Tunus İşçi Sendikası yeni bir halk hareketine mi hazırlanıyor?

Muhalefet, parlamento seçimlerindeki katılım oranını eleştirmeye devam ediyor.

Genel İşçi Sendikası Genel Sekreteri Nureddin et-Tabbubi, 20 Aralık’ta destekçilerinden oluşan bir kalabalığa konuştu (EPA)
Genel İşçi Sendikası Genel Sekreteri Nureddin et-Tabbubi, 20 Aralık’ta destekçilerinden oluşan bir kalabalığa konuştu (EPA)
TT

Tunus İşçi Sendikası yeni bir halk hareketine mi hazırlanıyor?

Genel İşçi Sendikası Genel Sekreteri Nureddin et-Tabbubi, 20 Aralık’ta destekçilerinden oluşan bir kalabalığa konuştu (EPA)
Genel İşçi Sendikası Genel Sekreteri Nureddin et-Tabbubi, 20 Aralık’ta destekçilerinden oluşan bir kalabalığa konuştu (EPA)

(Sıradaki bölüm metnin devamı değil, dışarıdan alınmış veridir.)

PR #836, opened 2021-05-12
Enable Evaka Employee login on Production

ilja-git:
#### Summary

This enables Employee login on production.


mikkopiu (approved):
:+1: and checked with @ilja-git that Keycloak configs are correct & safe (flow and SAML-wise)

Güçlü bir etkiye sahip olan Tunus İşçi Sendikası, 20 Aralık’ta sivil toplum güçlerine ve ulusal örgütlere ülkeyi etkileyen boğucu krizle mücadelede ulusal rollerini oynama çağrısı yaparken, “Tunus’taki bu faydasız durum, devam edemez” açıklamasında bulundu. Sendikanın söz konusu açıklaması, ilerleyen günlerde halk hareketlerini örgütleme planları yaptığı ihtimalini akla getirdi.
Tunus Genel İşçi Sendikası Genel Sekreteri Nureddin et-Tabbubi, katılımın yüzde 11,2’yi geçmediği yasama seçimlerinden iki gün sonra 20 Aralık’ta destekçilerinden oluşan bir kalabalığa konuşma yaptı. Bu çerçevede Tabbubi, seçimlere yönelik kitlesel boykotun, kötüleşen yaşamsal koşullar ve siyasi ufkun tıkanması karşısında tüm siyasi sınıfa Tunusluların hayal kırıklığını ve çaresizliğini gösteren bir mesaj olduğunu söyledi.
Bir milyondan fazla üyesi olan ve ekonomiyi grevlerle felç etme yeteneğini kanıtlayan Tunus Genel İşçi Sendikası, daha önce de geçen yıl yetkilerin çoğunu ele geçirmesi sonrasında Cumhurbaşkanı Kays Said’e desteğini açıklamıştı. Ancak son haftalarda özgürlüklerin ciddi şekilde gerilediğini söyleyerek, Cumhurbaşkanını en sert ifadelerle eleştirenlerden biri haline geldi.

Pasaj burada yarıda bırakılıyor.